> [Task prompt]: Show all lines from the records below in which the string "modify" is present.

> [Material for this exercise]:
»»
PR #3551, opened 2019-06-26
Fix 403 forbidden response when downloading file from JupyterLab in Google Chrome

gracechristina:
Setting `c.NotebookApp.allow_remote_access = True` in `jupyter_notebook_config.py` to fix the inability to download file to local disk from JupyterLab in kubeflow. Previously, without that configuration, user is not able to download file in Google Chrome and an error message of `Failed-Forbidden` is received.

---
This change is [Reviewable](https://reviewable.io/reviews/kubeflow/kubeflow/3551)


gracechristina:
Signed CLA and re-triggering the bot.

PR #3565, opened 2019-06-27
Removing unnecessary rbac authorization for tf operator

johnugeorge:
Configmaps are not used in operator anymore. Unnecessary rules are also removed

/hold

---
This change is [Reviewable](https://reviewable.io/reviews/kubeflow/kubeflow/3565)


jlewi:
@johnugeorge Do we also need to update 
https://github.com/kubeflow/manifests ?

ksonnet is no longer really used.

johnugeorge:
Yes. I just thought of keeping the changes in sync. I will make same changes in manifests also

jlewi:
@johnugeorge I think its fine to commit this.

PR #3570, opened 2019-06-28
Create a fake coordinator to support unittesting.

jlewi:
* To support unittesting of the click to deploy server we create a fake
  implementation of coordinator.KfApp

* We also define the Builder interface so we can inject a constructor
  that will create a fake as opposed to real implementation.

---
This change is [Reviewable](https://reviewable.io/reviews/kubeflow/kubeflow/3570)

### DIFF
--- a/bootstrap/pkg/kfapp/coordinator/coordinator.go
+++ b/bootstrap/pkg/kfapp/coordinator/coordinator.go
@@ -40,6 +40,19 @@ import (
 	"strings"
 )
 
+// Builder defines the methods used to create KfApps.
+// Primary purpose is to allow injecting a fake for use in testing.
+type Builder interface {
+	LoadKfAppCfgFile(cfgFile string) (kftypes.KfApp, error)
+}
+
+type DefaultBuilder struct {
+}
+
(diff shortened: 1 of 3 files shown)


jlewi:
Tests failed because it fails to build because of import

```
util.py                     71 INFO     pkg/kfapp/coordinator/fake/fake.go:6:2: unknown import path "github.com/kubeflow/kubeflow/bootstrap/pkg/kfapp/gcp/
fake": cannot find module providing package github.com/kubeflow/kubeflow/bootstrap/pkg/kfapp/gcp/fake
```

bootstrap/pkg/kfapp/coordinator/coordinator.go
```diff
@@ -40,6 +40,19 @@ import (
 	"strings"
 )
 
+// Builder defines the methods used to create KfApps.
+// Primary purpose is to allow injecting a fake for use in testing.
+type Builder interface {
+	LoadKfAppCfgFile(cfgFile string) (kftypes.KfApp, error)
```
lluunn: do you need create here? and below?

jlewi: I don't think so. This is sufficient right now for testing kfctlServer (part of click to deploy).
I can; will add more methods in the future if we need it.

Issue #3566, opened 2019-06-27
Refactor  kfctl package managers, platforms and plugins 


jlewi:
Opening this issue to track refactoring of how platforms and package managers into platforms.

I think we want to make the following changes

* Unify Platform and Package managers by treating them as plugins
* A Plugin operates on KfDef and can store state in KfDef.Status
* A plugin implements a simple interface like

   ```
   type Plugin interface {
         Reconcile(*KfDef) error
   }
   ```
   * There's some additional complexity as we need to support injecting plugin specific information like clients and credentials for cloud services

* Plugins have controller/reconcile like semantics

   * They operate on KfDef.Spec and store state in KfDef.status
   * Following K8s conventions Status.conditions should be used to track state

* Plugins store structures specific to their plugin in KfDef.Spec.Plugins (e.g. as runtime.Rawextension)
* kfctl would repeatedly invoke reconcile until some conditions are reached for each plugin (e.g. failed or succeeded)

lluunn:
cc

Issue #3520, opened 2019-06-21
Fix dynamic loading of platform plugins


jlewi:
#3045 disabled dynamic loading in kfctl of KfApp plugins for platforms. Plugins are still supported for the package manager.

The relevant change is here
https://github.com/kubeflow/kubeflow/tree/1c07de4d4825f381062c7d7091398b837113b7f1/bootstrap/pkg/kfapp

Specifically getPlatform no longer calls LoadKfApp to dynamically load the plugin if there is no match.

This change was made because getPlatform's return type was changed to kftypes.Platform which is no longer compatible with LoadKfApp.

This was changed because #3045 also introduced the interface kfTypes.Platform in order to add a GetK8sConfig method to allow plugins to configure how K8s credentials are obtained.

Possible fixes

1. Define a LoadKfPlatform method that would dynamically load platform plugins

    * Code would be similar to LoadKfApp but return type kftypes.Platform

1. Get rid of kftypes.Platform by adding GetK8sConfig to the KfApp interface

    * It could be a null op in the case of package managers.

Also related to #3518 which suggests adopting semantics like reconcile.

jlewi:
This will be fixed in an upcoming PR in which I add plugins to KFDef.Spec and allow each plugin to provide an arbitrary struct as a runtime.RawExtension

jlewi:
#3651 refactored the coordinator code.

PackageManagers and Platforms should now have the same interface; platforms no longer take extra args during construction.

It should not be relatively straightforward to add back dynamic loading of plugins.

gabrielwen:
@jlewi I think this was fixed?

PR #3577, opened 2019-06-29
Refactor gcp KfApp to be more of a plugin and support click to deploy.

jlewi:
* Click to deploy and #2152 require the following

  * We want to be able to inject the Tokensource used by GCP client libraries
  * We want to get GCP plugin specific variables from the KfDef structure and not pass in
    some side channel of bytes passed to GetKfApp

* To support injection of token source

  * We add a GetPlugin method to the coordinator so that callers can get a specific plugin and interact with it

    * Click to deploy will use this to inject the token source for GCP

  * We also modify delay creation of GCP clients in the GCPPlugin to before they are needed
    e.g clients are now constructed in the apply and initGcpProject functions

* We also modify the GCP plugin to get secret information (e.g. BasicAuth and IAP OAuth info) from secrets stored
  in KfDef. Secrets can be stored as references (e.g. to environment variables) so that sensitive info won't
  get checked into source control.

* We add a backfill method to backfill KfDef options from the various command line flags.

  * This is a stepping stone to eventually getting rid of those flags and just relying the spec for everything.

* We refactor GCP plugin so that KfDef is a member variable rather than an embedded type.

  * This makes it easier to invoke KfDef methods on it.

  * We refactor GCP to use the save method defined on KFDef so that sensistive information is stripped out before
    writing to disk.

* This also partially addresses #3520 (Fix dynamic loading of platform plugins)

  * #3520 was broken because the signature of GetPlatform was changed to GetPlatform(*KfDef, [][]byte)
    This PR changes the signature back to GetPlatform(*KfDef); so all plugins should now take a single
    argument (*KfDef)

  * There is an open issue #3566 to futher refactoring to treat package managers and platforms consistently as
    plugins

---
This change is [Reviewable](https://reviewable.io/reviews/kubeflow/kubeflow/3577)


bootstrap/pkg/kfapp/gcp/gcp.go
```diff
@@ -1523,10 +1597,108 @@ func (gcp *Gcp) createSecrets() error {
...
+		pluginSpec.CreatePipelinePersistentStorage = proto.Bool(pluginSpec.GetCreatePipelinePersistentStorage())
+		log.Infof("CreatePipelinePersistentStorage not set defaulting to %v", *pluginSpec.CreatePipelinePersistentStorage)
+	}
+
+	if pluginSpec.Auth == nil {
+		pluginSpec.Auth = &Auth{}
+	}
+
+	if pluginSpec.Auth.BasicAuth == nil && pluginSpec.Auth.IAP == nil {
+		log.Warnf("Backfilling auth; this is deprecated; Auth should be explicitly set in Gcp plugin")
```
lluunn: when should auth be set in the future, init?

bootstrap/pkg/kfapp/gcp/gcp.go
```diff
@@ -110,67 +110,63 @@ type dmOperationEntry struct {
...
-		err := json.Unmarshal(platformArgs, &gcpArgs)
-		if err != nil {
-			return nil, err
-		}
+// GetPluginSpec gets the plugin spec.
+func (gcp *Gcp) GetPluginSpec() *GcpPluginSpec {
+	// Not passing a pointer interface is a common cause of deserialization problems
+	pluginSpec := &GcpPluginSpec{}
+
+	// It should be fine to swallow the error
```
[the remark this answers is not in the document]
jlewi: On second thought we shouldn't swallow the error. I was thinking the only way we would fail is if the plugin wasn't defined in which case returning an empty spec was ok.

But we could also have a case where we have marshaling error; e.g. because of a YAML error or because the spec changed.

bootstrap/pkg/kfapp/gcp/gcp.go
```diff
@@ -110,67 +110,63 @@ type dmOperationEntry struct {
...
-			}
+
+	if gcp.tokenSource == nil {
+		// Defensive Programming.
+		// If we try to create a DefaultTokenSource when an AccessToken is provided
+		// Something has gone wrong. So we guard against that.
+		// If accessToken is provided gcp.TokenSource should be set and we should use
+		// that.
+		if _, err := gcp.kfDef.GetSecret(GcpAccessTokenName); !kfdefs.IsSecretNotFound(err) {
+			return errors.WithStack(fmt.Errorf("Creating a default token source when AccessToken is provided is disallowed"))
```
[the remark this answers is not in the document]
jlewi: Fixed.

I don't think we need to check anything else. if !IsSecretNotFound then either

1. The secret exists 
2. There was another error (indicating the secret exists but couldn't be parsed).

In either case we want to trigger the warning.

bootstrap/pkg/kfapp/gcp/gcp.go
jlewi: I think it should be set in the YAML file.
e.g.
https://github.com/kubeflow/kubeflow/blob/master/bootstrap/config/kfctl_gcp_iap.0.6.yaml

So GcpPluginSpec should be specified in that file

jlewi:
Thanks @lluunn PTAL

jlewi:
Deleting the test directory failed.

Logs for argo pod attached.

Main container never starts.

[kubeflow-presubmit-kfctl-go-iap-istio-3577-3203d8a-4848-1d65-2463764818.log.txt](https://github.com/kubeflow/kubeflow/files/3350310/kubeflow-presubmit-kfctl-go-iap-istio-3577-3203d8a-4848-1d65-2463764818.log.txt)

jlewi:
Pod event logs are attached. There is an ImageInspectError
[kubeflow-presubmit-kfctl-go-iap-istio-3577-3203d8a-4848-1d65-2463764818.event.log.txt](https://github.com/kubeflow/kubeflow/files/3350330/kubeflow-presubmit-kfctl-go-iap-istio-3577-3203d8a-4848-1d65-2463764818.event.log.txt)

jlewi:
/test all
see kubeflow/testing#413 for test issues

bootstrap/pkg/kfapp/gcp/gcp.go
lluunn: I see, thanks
««
> [Solution to this task]:
  * We also modify delay creation of GCP clients in the GCPPlugin to before they are needed
* We also modify the GCP plugin to get secret information (e.g. BasicAuth and IAP OAuth info) from secrets stored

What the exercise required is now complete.